Figure 1 shows the experimental results of the above similarity on P@N, which reflects the motivation of the experiment is to examine the user information and its four kinds of attribute information (place, tweets, relation, interaction) in the calculation of user similarity performance. The experiment results show that compared with the four attribute information of user information, the P@N results of the similarity of relation are best in the previous P@25 and the overall similarity of the users is the second.
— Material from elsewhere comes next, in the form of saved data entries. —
Issue #650, opened 2023-01-19
Gelf logging should use its own io_context


heifner:
Currently `gelf_appender` uses the main `application` `io_context`. This bypasses the application's priority queue and affectively means that gelf logging runs at the highest priority. This is clearly not what is intended. Gelf logging should be modified to use its own thread and its own `io_context`.

In my mind this should not wait for a new logging framework: https://github.com/eosnetworkfoundation/mandel/issues/152

spoonincode:
A couple other things to consider while touching this code:

gelf_appender is using some fc wrappers over asio stuff (and the wrappers are fairly old style, such as usage of the deprecated io_service instead of io_service). This is generally something we're trying to move away from: just use boost directly. Consider refactoring accordingly and removing the wrappers.

A separate thread is, imo, not strictly required. There will be very little back pressure on a UDP socket so a large socket buff (say 1MB or 2MB) would be really surprising to fill up (at which point gelf_appender could just drop the message on the floor instead of `async`ing it). I'm certainly not saying it needs to be done this way, but imo it would be fine to simplify it further like this. Obviously other opinions welcome.

heifner:
Probably more gain from moving the `format_string` and `zlib_compress` to another thread. But something in gelf logging takes a considerable amount of time: https://github.com/AntelopeIO/leap/issues/555

spoonincode:
huh, yes that's really good point and almost certainly what ought to be attempted if this code is being touched.

spoonincode:
resolved in #758

PR #758, opened 2023-02-28
move gelf logging to another thread

huangminghuang:
This PR address issue #650 to make GELF logging use its own io_context and spawn a separate thread to send GELF logging.

### DIFF
--- a/libraries/libfc/src/log/gelf_appender.cpp
+++ b/libraries/libfc/src/log/gelf_appender.cpp
@@ -46,10 +46,11 @@ namespace fc
     using work_guard_t = boost::asio::executor_work_guard<boost::asio::io_context::executor_type>;
     config                                         cfg;
     std::optional<boost::asio::ip::udp::endpoint>  gelf_endpoint;
+    std::thread                                    thread;
     boost::asio::io_context                        io_context;
     work_guard_t work_guard =                      boost::asio::make_work_guard(io_context);
     udp_socket                                     gelf_socket;
-    std::thread                                    thread;
+
 
     impl(const variant& c)
     {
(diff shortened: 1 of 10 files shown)


libraries/libfc/src/log/gelf_appender.cpp
```diff
@@ -144,7 +162,7 @@ namespace fc
     gelf_message["short_message"] = format_string(message.get_format(), message.get_data(), true);
 
     // use now() instead of context.get_timestamp() because log_message construction can include user provided long running calls
-    const auto time_ns = time_point::now().time_since_epoch().count();
+    //const auto time_ns = time_point::now().time_since_epoch().count();
```
heifner, line 165: Remove

libraries/libfc/src/log/gelf_appender.cpp
```diff
@@ -117,9 +130,17 @@ namespace fc
...
-        my->gelf_socket.initialize(io_service);
+        my->gelf_socket.initialize(my->io_context);
         my->gelf_socket.open();
         std::cerr << "opened GELF socket to endpoint " << my->cfg.endpoint << "\n";
+
+        my->thread = std::thread([this] {
+           try {
+              fc::set_os_thread_name("gelf_appender");
+              my->io_context.run();
+           } catch (...) {
```
heifner, line 141: Should `elog` here at the very least.

heifner (changes requested):

libraries/libfc/src/log/gelf_appender.cpp
heifner: Obviously, as @huangminghuang pointed out we don't want to use `elog` as it would be recursive. How about adding a `std::cerr` call.

libraries/libfc/src/log/gelf_appender.cpp
```diff
@@ -117,9 +132,20 @@ namespace fc
 
       if (my->gelf_endpoint)
       {
-        my->gelf_socket.initialize(io_service);
+        my->gelf_socket.initialize(my->io_context);
         my->gelf_socket.open();
         std::cerr << "opened GELF socket to endpoint " << my->cfg.endpoint << "\n";
+
+        my->thread = std::thread([this] {
```
heifner, line 139: I think this calls `terminate()` on `SIGHUP` which calls `initialize()`

huangminghuang: SIGHUP would eventually create a new logger object and won't call `initialize()` on the same object twice.

heifner (approved):

greg7mdp (approved):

Unlike when computing the personality profiles in which ever term appearing in tweets was considered, terms in tweets were filtered according to a processing approach. The approach considered the full-text of tweets (named Original). The effect of adding personality as a factor in user-based followee recommendation is shown in Fig. 2. The figure summarises the average precision for each of the predefined N, including results for six linear combinations of factor’s weights. As a result, it can be stated that considering a quantitative analysis of personality in combination with user-based factors could help to correctly place the most important or interesting users in the first positions of the ranking of suggested users.

5 Conclusions

In this paper, we propose a User Personality-Similarity (UPS) model for followee recommendation, a novel personality followee recommendation scheme over microblogging systems based on user attribute and the big-five personality model. This paper analysed how user personality conditions the followee selection process by combining a quantitative analysis of personality traits with the most commonly used predictive factors for followee recommendation. The combined attributes were insert into a recommendation algorithm that computed the similarity among target users and potential followees. We conduct experiments using large-scale traces form Sina Weibo to evaluate our design. Results show that UPS model greatly outperforms existing recommendation schemes.